[Records provided — start]

PR #33993, opened 2026-01-20
[DOCS-11387] Add MySQL source doc

maycmlee:
### Merge instructions

Merge readiness:
- [ ] Ready for merge

**For Datadog employees**:

### DIFF
--- a/content/en/observability_pipelines/sources/mysql.md
+++ b/content/en/observability_pipelines/sources/mysql.md
@@ -102,12 +102,15 @@ Datadog recommends using a unique incremental identifier for the incremental col
 
 ##### Checkpoint values
 
-Checkpoint values are updated every job run. To monitor the checkpoint value, there are Worker logs that contain the message `Checkpoint updated` and the latest value that was published. If a job fails or the Worker unexpectedly restarts or shuts down, the checkpoint value reverts to the start value. To determine the checkpoint value for a job that failed:
+Checkpoint values are updated every job run. To monitor the checkpoint value, there are Worker logs that contain the message `Checkpoint updated` and the latest value that the Worker queried. If a job fails or the Worker unexpectedly restarts or shuts down, the checkpoint value reverts to the start value set in the MySQL source. To determine the checkpoint value for a job that failed:
 
 1. Navigate to [Log Explorer][3] and search for Worker logs with the message `Checkpoint updated`.
-1. Check the value found in the latest Worker log to see what the Worker tracked.
-1. Check the log in your destination to which your logs were sent and determine the last value sent.
-1. Manually reset the checkpoint value in the MySQL source in the pipelines UI.
+1. Check the latest Worker log to see the last checkpoint value the Worker received from querying the database.
+1. Check the logs in your destination to see the last checkpoint value it received from the Worker. This value might not be the same as the checkpoint value seen in the latest Worker log. If you want to ensure that every record is sent to the destination at least once, reset the starting checkpoint value in the MySQL source with the destination's last checkpoint value.
+1. To reset the checkpoint value in the MySQL source:
+    1. Navigate to [Observability Pipelines][1].
+    1. Click on your pipeline and click.
+    1. In the MySQL source, enter the destination's last checkpoint value in the **Checkpoint value** field.
 
 #### External tools for validating queries
 


content/en/observability_pipelines/sources/database.md
```diff
@@ -0,0 +1,196 @@
...
+### External tools for testing
+
+Datadog recommends these tools for testing:
+
+- Third-party tools:
+  - DBeaver
+  - DataGrip
+  - TablePlus
+  - DbVisualizer
+- Native tools:
```
maycmlee: Only keep the relevant one when splitting to Postgres and MySQL docs.

content/en/observability_pipelines/sources/database.md
```diff
@@ -0,0 +1,196 @@
...
+  - For MySQL: MySQL Workbench
+  - For Postgres: psql or pgAdmin
+
+## Set up the source in the pipeline UI
+
+Set up the Database source and its environment variables when you [set up a pipeline](https://app.datadoghq.com/observability-pipelines). The information below is configured in the pipelines UI.
+
+1. Ensure you have completed the [prerequisite steps](#prerequisites).
+1. Select the type of database you want to collect data from:
```
maycmlee: Remove when splitting the docs.

content/en/observability_pipelines/sources/database.md
```diff
@@ -0,0 +1,196 @@
...
+    - **MySQL**
+      - Includes AWS Aurora
+    - **Postgres**
+1. Configure the connection between the Observability Pipelines Worker and the database.
+    1. Enter the connection string.
+        - **MySQL** connection string format: `mysql://${DB_USERNAME}:${DB_PASSWORD}@${DB_HOST}:${DB_PORT}/${DB_NAME}`
```
maycmlee: Keep the relevant one when splitting doc.

content/en/observability_pipelines/sources/database.md
```diff
@@ -0,0 +1,196 @@
...
+  - Edge device telemetry that gets stored in databases: Some smaller devices write events, such as diagnostics, maintenance, and errors, into SQL tables. For example, a pacemaker syncs periodically and saves the records in a database, which a DevOps team then uses in their logging tool.
+- Pull user or product information stored in databases to assist in troubleshooting issues or investigating threats.
+
+## Prerequisites
+
+Before you configure the Database source, complete the following prerequisites to help ensure that credentials, connectivity, and queries are validated before they are used in Observability Pipelines. These steps must be completed using [external tools](#external-tools-for-testing), such as in your database or with third-party tools.
+
+1. Create a database role for log collection, if you don't already have one. The role must:
+- Only have read-only access, so no permissions to modify or write data.
+- Have permission to execute the target queries that will be used for log collection.
```
maycmlee:
```suggestion
- Have permission to execute the target queries used for log collection.
```

content/en/observability_pipelines/sources/database.md
```diff
@@ -0,0 +1,196 @@
...
+
+- URI connection string
+  - THE URI that contains the necessary parameters, such as the database engine, host, port, and credentials, to connect to a database.
+  - Stored as environment variable: `DB_SOURCE_DATABASE_CONNECTION_STRING`
+
+## Incremental queries
+
+### Incremental query syntax
+
+For incremental querying, SQL queries must have the following to ensure consistent results.
```
maycmlee:
```suggestion
For incremental querying, SQL queries must have the following to help ensure consistent results.
```

content/en/observability_pipelines/sources/database.md
```diff
@@ -0,0 +1,201 @@
...
+- Use the correct host, port, database name, and authentication mechanism.
+- Be tested prior to configuring it in Observability Pipelines, to avoid runtime failures.
+
+1. Write, validate, and test SQL queries using either third-party or native database management tools.
+- All SQL queries must be validated and tested with an external tool prior to configuring it in Observability Pipelines.
+- Ensure that each query executes successfully using the read-only rule and returns the expected schema.
+
+### External tools for testing
+
+Datadog recommends these tools for testing:
```
maycmlee: Do we want to say `Datadog recommends..` or just these are `example external tools that you can use`?

content/en/observability_pipelines/sources/database.md
```diff
@@ -0,0 +1,201 @@
...
+### Queries
+
+#### Only read-only queries are executed
+
+- Only `SELECT` and `SELECT DISTINCT` statements are supported.
+- Queries that modify data (`INSERT`, `UPDATE`, `DELETE`, `DDL`) are all rejected.
+
+#### Validate and storing queries
+
+- SQL queries must be tested and validated outside of Observability Pipelines' UI. Datadog recommends using a third-party tool, such as DBeaver, or native SQL manager, such as MySQL Workbench, for testing.
```
maycmlee: For Postgres, mention psql or pgAdmin instead of MySQL Workbench.

content/en/observability_pipelines/sources/database.md
```diff
@@ -0,0 +1,201 @@
...
+
+- Database users, roles, and permission must be created and managed outside of Datadog.
+- Connection strings should reference environment variables for secrets.
+
+## Recommended monitors
+
+Datadog recommends creating these monitors:
+
+- Connection timeout monitor to alert you when the Worker cannot connect to the database.
+- Query failure monitor to alert you when the query is timing out and failing.
```
maycmlee:
```suggestion
- Query failure monitor to alert you when the query is times out and fails.
```

content/en/observability_pipelines/sources/database.md
```diff
@@ -0,0 +1,199 @@
...
+- `Varchar`
+- `Int`, `float`, `real`, `bigint`, `number`
+- `Timestamp`
+- `Datetime`
+
+Datadog recommends using an incremental ID for the incremental column . If you use an identifier that might not be unique, such as timestamps, it could result in data conflicts.
+
+**Notes**:
+- There could be data loss if you use strict operators, such as `>` or `<`, in your query.
+- There could be duplicated data if you use inclusive operators, such as `>=`.
```
tessneau: tioli: wonder if we can make it clear this is specific to using a non-unique identifier and not general?

content/en/observability_pipelines/sources/database.md
```diff
@@ -0,0 +1,199 @@
...
+### Incremental columns
+
+Incremental columns are used to track the progress of each new query. The following column types for incremental querying are supported:
+
+- `Varchar`
+- `Int`, `float`, `real`, `bigint`, `number`
+- `Timestamp`
+- `Datetime`
+
+Datadog recommends using an incremental ID for the incremental column . If you use an identifier that might not be unique, such as timestamps, it could result in data conflicts.
```
maycmlee:
```suggestion
Datadog recommends using an incremental ID for the incremental column . If you use an identifier that might not be unique, such as timestamps, it could result in data loss or duplicated data. For example:
```

content/en/observability_pipelines/sources/database.md
maycmlee: @tessneau ah okay, I hadn't realized it was for a specific situation. I'm thinking about adding it to the previous paragraph, let me know what you think of linking it to the previous paragraph:

```suggestion
- There could be data loss if you use strict operators, such as `>` or `<`, in your query.
- There could be duplicated data if you use inclusive operators, such as `>=`.
```

content/en/observability_pipelines/sources/mysql.md
```diff
@@ -0,0 +1,193 @@
...
+- There could be data loss if you use strict operators, such as `>` or `<`, in your query.
+- There could be duplicated data if you use inclusive operators, such as `>=`.
+
+### Checkpoint values
+
+Checkpoint values are updated every job run. To monitor the checkpoint value, there are Worker logs that contain the message `Checkpoint updated` and the latest value that was published. If a job fails or the Worker is restarted mid-job or it crashes, the checkpoint value reverts to the start value. To determine the checkpoint value for a job that failed:
+
+1. Navigate to [Log Explorer][3] and search for Worker logs with the message `Checkpoint updated`.
+1. Check the value found in the latest Worker log to see what the Worker tracked.
+1. Check the log in your destination to which your logs were sent and determine the last value sent.
```
maycmlee: Should the value match the one found in the Worker log?

content/en/observability_pipelines/sources/mysql.md
```diff
@@ -0,0 +1,193 @@
...
+1. Manually reset the checkpoint value in the Database source in the pipelines UI.
```
maycmlee: Are they resetting the value in the source to the value in the Worker log?

content/en/observability_pipelines/sources/mysql.md
```diff
@@ -0,0 +1,193 @@
...
+    - Be able to successfully connect to the database from the environment in which the Observability Pipelines Worker runs.
+    - Use the correct host, port, database name, and authentication mechanism.
+    - Be tested prior to configuring it in Observability Pipelines, to avoid runtime failures.
+1. Write, validate, and test SQL queries using either third-party or native database management tools.
+    - All SQL queries must be validated and tested with a tool external to Observability Pipelines and prior to configuring it in Observability Pipelines.
+    - Ensure that each query executes successfully using the read-only rule and returns the expected schema.
+
+### External tools for validating queries
+
+Datadog recommends these tools for validating and testing queries:
```
maycmlee: Do we want to say Datadog recommends these tools?

content/en/observability_pipelines/sources/database.md
tessneau: seems good to me 👍

content/en/observability_pipelines/sources/mysql.md
```diff
@@ -0,0 +1,174 @@
...
+- name: Logs
+  icon: logs
+  url: /observability_pipelines/configuration/?tab=logs#pipeline-types
+---
+
+{{< product-availability >}}
+
+## Overview
+
+Databases are often used to store many historical, audit, or operational records. For many legacy, enterprise resource planning (ERP), and IoT-based systems, these databases serve as storage layers for important information. Teams often depend on these records for monitoring, alerting, and creating dashboards in their preferred logging or security tool.
```
janine-c:
```suggestion
Databases often contain large numbers of historical, audit, or operational records. For many legacy, enterprise resource planning (ERP), and IoT-based systems, these databases serve as storage layers for important information. Teams often depend on these records for monitoring, alerting, and creating dashboards in their preferred logging or security tool.
```
Thought this might help with framing, but no pressure to actually accept it!

content/en/observability_pipelines/sources/mysql.md
```diff
@@ -0,0 +1,174 @@
...
+
+The Observability Pipelines' MySQL source (includes Amazon RDS and AWS Aurora) allows you to connect to your database so you can query and process the data in Observability Pipelines, and route your log events that are stored as database records.
```
janine-c:
```suggestion
The Observability Pipelines' MySQL source (includes Amazon RDS and AWS Aurora) allows you to connect to your database so you can query and process record data in Observability Pipelines, and route your log events that are stored as database records.
```
Not sure if this is right? Just thought we might want to make "the data" a little more specific if we can 🙂

content/en/observability_pipelines/sources/mysql.md
```diff
@@ -0,0 +1,174 @@
...
+
+**Note**: The Observability Pipelines Worker can only execute read-only SQL queries against supported databases.
+
+### When to use this source
+
+Common scenarios when you might use this source to:
```
janine-c:
```suggestion
You can use this source to:
```
This read a little awkwardly; I think we can keep it simple!

content/en/observability_pipelines/sources/mysql.md
```diff
@@ -0,0 +1,174 @@
...
+
+- Periodically extract transaction or access records stored in MySQL for audit and compliance reporting.
+- Analyze, alert, and build dashboards on event data stored in MySQL. For example:
+  - Application logs: Many legacy, regulated, or IoT devices write records to MySQL tables. These events often contain session activity, device information, and custom application logs. The Database source lets you extract the data you want and ingest it as logs for downstream alerting and investigation.
+  - Operational events and business-critical records: Many organizations store operational events in MySQL as a system of record. These databases contain data like ERP, billing, order, inventory, ticketing, and fulfillment info. Teams often query tables for dashboards, scheduled alerts, and investigations
```
janine-c:
```suggestion
  - Operational events and business-critical records: Many organizations store operational events in MySQL as a system of record. These databases contain data like ERP, billing, order, inventory, ticketing, and fulfillment info. Teams often query tables for dashboards, scheduled alerts, and investigations.
```

content/en/observability_pipelines/sources/mysql.md
```diff
@@ -0,0 +1,174 @@
...
+  - Edge device telemetry: Some smaller devices write events, such as diagnostics, maintenance, and errors, into SQL tables. For example, a pacemaker syncs periodically and saves the records in MySQL, which a DevOps team then uses in their logging tool.
+- Pull user or product information stored in MySQL to assist in troubleshooting issues or investigating threats.
+
+## Prerequisites
+
+Before you configure the MySQL source, complete the following prerequisites to help ensure that credentials, connectivity, and queries are validated before they are used in Observability Pipelines. These steps must be completed using [tools](#external-tools-for-testing) external to Observability Pipelines, such as MySQL Workbench or third-party tools.
```
janine-c:
```suggestion
Before you configure the MySQL source, complete the following prerequisites to ensure that Datadog can validate credentials, connectivity, and queries before using them in Observability Pipelines. Use a [tool](#external-tools-for-testing) external to Observability Pipelines, such as MySQL Workbench or third-party tools, to complete these steps.
```
Minor rephrasing to get rid of some passive voice and simplify the phrasing a bit 🙂

content/en/observability_pipelines/sources/mysql.md
```diff
@@ -0,0 +1,174 @@
...
+
+1. Create a database role for log collection, if you don't already have one. The role must:
```
janine-c: The top-level items in this list tell you what you need to do, but not how to do them, which makes me worry about a user being able to follow them. Can we link out to other docs, maybe, to help users feel a little less lost? I know it might be intentionally vague because it needs to happen on another tool, but maybe some idea of what users should see (for example, how do they know they've validated the connection string? How do they know they're using the correct host, port, etc.?) could be very helpful.

content/en/observability_pipelines/sources/mysql.md
```diff
@@ -0,0 +1,174 @@
...
+    - Only have read-only access, so no permissions to modify or write data.
```
janine-c:
```suggestion
    - Have read-only access, with no permissions to modify or write data.
```
I thought "only" was confusing, since the next bullet was about having more permissions 🙂

content/en/observability_pipelines/sources/mysql.md
```diff
@@ -0,0 +1,174 @@
...
+    - Have permission to execute the target queries used for log collection.
+    - Be scoped to only the databases, schemas, and tables required for your log collection.
+1. Validate the connection string. The connection string must:
+    - Be able to authenticate using the role from the previous step.
+    - Be able to successfully connect to the database from the environment in which the Observability Pipelines Worker runs.
+    - Use the correct host, port, database name, and authentication mechanism.
+    - Be tested prior to configuring it in Observability Pipelines, to avoid runtime failures.
+1. Write, validate, and test SQL queries using either third-party or native database management tools.
+    - All SQL queries must be validated and tested with a tool external to Observability Pipelines and prior to configuring it in Observability Pipelines.
```
janine-c:
```suggestion
    - Validate all SQL queries with a tool external to Observability Pipelines and prior to configuring it in Observability Pipelines.
```
I think this is stronger when we use the imperative instead of passive voice - "you," the user, have to do this.

content/en/observability_pipelines/sources/mysql.md
```diff
@@ -0,0 +1,174 @@
...
+    - Ensure that each query executes successfully using the read-only rule and returns the expected schema.
```
janine-c:
```suggestion
    - Ensure that each query executes successfully using the read-only role and returns the expected schema.
```
I'm not sure what "the expected schema" is?

content/en/observability_pipelines/sources/mysql.md
janine-c: It's one of several valid ways to frame it! I would either leave it as a recommendation, or if you don't want to commit to a full endorsement, you could frame it as a list of examples of third-party tools.

content/en/observability_pipelines/sources/mysql.md
```diff
@@ -0,0 +1,174 @@
...
+- Third-party tools:
+  - DBeaver
+  - DataGrip
+  - TablePlus
+  - DbVisualizer
+- Native MySQL tool: MySQL Workbench
+
+## Set up the source in the pipeline UI
+
+Set up the MySQL source and its environment variables when you [set up a pipeline][1]. The information below is configured in the pipelines UI.
```
janine-c:
```suggestion
When you're [setting up a pipeline][1], set up the MySQL source and its environment variables:
```
I think this gets across the same information? It took me an extra second to understand the UI part; I think most users are more focused on their objective than the UI, so I think it might be less confusing to leave it out.

content/en/observability_pipelines/sources/mysql.md
```diff
@@ -0,0 +1,174 @@
...
+Datadog recommends these tools for validating and testing queries:
+
+- Third-party tools:
+  - DBeaver
+  - DataGrip
+  - TablePlus
+  - DbVisualizer
+- Native MySQL tool: MySQL Workbench
+
+## Set up the source in the pipeline UI
```
janine-c:
```suggestion
## Set up the source while setting up a pipeline
```

content/en/observability_pipelines/sources/mysql.md
```diff
@@ -0,0 +1,174 @@
...
+Set up the MySQL source and its environment variables when you [set up a pipeline][1]. The information below is configured in the pipelines UI.
+
+1. Ensure you have completed the [prerequisite steps](#prerequisites).
+1. Configure the connection between the Observability Pipelines Worker and the database.
+    1. Enter the connection string.
+        - Connection string example: `mysql://${DB_USERNAME}:${DB_PASSWORD}@${DB_HOST}:${DB_PORT}/${DB_NAME}`
+        - **Note**: The connection string must be fully validated using a tool external to Observability Pipelines. See [Prerequisites](#prerequisites) for more information.
+1. Set the SQL query parameters.
+  1. Enter the name of your query.
+  1. Enter the path to local file containing the validated SQL query.
```
janine-c:
```suggestion
  1. Enter the path to the local file containing the validated SQL query.
```

content/en/observability_pipelines/sources/mysql.md
```diff
@@ -0,0 +1,174 @@
...
+
+## Set up the source in the pipeline UI
+
+Set up the MySQL source and its environment variables when you [set up a pipeline][1]. The information below is configured in the pipelines UI.
+
+1. Ensure you have completed the [prerequisite steps](#prerequisites).
+1. Configure the connection between the Observability Pipelines Worker and the database.
+    1. Enter the connection string.
+        - Connection string example: `mysql://${DB_USERNAME}:${DB_PASSWORD}@${DB_HOST}:${DB_PORT}/${DB_NAME}`
+        - **Note**: The connection string must be fully validated using a tool external to Observability Pipelines. See [Prerequisites](#prerequisites) for more information.
```
janine-c: I think we can maybe condense this a bit? If we have a section called "prerequisites," I think it's okay to assume that a user is responsible for their own issues if they skip that section 🙂 So I don't think we need to point back to it more than maybe once or twice for really big gotchas. I would also try to reduce the number of list items and levels; keeping the structure as simple as possible, without splitting information unnecessarily, helps the user stay on track.

content/en/observability_pipelines/sources/mysql.md
```diff
@@ -0,0 +1,174 @@
...
+1. Set the SQL query parameters.
+  1. Enter the name of your query.
+  1. Enter the path to local file containing the validated SQL query.
+      - The SQL query that the Worker executes must be stored in its own local file.
```
janine-c: Saving the query in its own file seems like a piece of information that belongs in the prerequisites to me.

content/en/observability_pipelines/sources/mysql.md
```diff
@@ -0,0 +1,174 @@
...
+      - See [Incremental query syntax](#incremental-query-syntax) for details about formatting and [Queries](#queries) for additional information.
```
janine-c: This also seems like it's oddly placed. If they've already validated the SQL query, they would have already used the syntax for it, right?

content/en/observability_pipelines/sources/mysql.md
```diff
@@ -0,0 +1,174 @@
...
+      - **Note**: All file paths are made relative to the configuration data directory, which is `/var/lib/observability-pipelines-worker/config/` by default.
+        - For example, if the SQL file path is `/DD_OP_DATA_DIR/config/db_queries/retrieve_incremental_with_start.sql`, enter the path `db_queries/retrieve_incremental_with_start.sql`.
+        - The file must be owned by the `observability-pipelines-worker group` and `observability-pipelines-worker` user, or at least readable by the group or user.
+        - See [Advanced Worker Configurations][2] for more information.
```
janine-c: Same note with all of this - if the SQL query information is included with the prerequisites, this seems too late for this level of detail.

content/en/observability_pipelines/sources/mysql.md
janine-c: I think instead, maybe we can set some more context about where in the UI this needs to happen. We've linked them to another procedure, but I'm not sure it's clear how the two procedures fit together, or when users should be looking at either page (we ideally wouldn't have them going back and forth).

content/en/observability_pipelines/sources/mysql.md
```diff
@@ -0,0 +1,174 @@
...
+    |----------------------------|-----------------|
+    | At minute 17 of every hour | `17 */1 * * *`  |
+    | At minute 45 of every hour | `45 * * * *`    |
+    | Every 1 min                | `*/1 * * * *`   |
+    | Once daily at 8 AM         | `0 8 * * *`     |
+
+## Set the environment variables
+
+- URI connection string
+  - THE URI that contains the necessary parameters, such as the database engine, host, port, and credentials, to connect to a database.
```
janine-c:
```suggestion
  - The URI that contains the necessary parameters, such as the database engine, host, port, and credentials, to connect to a database.
```

content/en/observability_pipelines/sources/mysql.md
```diff
@@ -0,0 +1,174 @@
...
+      1. Set the starting checkpoint value. This value tells the Worker to start from the specific row that contains the value. See [Checkpoint values](#checkpoint-values) for more information.
+6. Define your query scheduling using cron syntax. These are cron syntax examples for different query schedules:
+    | Query Schedule             | Cron Expression |
+    |----------------------------|-----------------|
+    | At minute 17 of every hour | `17 */1 * * *`  |
+    | At minute 45 of every hour | `45 * * * *`    |
+    | Every 1 min                | `*/1 * * * *`   |
+    | Once daily at 8 AM         | `0 8 * * *`     |
+
+## Set the environment variables
```
janine-c: I'm having trouble understanding this section. Because it's its own section and starts with a bulleted noun phrase rather than a full sentence, I don't understand where it fits in with other steps, or where the user is supposed to do this, or what it's supposed to do. Can we explain it a bit more?

content/en/observability_pipelines/sources/mysql.md
```diff
@@ -0,0 +1,174 @@
...
+
+## Incremental queries
+
+### Incremental query syntax
+
+For incremental querying, SQL queries must have the following to help ensure consistent results.
+
+- A `WHERE <incremental_column> <operation> <placeholder>` clause so that the source on each scheduled run can replace `placeholder` with the checkpoint value, and retrieve the latest results.
+  - `incremental_column`: A column with incremental values. This value must be the same as the column value set in the MySQL source configuration.
+  - `operation`: Enter `>` , `<`, `>=`, or `<=` base on your use case.
```
janine-c:
```suggestion
  - `operation`: Enter `>` , `<`, `>=`, or `<=` based on your use case.
```

content/en/observability_pipelines/sources/mysql.md
```diff
@@ -0,0 +1,174 @@
...
+  - `placeholder`: Enter `?`.
+- An `ORDER BY <incremental_column>` clause so that the database returns the rows in the expected order for the source to retrieve the latest values.
+- This is an example that uses all the options: `SELECT * FROM orders WHERE order_id > ? ORDER BY order_id LIMIT 500;`
```
janine-c:
```suggestion

This is an example that uses all the options: `SELECT * FROM orders WHERE order_id > ? ORDER BY order_id LIMIT 500;`
```
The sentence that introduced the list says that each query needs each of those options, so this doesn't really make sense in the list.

[Records provided — finish]

▶ **Activity**
Reply with every line of the listing that has the string "operational".

▶ **Response area**
+Databases are often used to store many historical, audit, or operational records. For many legacy, enterprise resource planning (ERP), and IoT-based systems, these databases serve as storage layers for important information. Teams often depend on these records for monitoring, alerting, and creating dashboards in their preferred logging or security tool.
Databases often contain large numbers of historical, audit, or operational records. For many legacy, enterprise resource planning (ERP), and IoT-based systems, these databases serve as storage layers for important information. Teams often depend on these records for monitoring, alerting, and creating dashboards in their preferred logging or security tool.
+  - Operational events and business-critical records: Many organizations store operational events in MySQL as a system of record. These databases contain data like ERP, billing, order, inventory, ticketing, and fulfillment info. Teams often query tables for dashboards, scheduled alerts, and investigations
  - Operational events and business-critical records: Many organizations store operational events in MySQL as a system of record. These databases contain data like ERP, billing, order, inventory, ticketing, and fulfillment info. Teams often query tables for dashboards, scheduled alerts, and investigations.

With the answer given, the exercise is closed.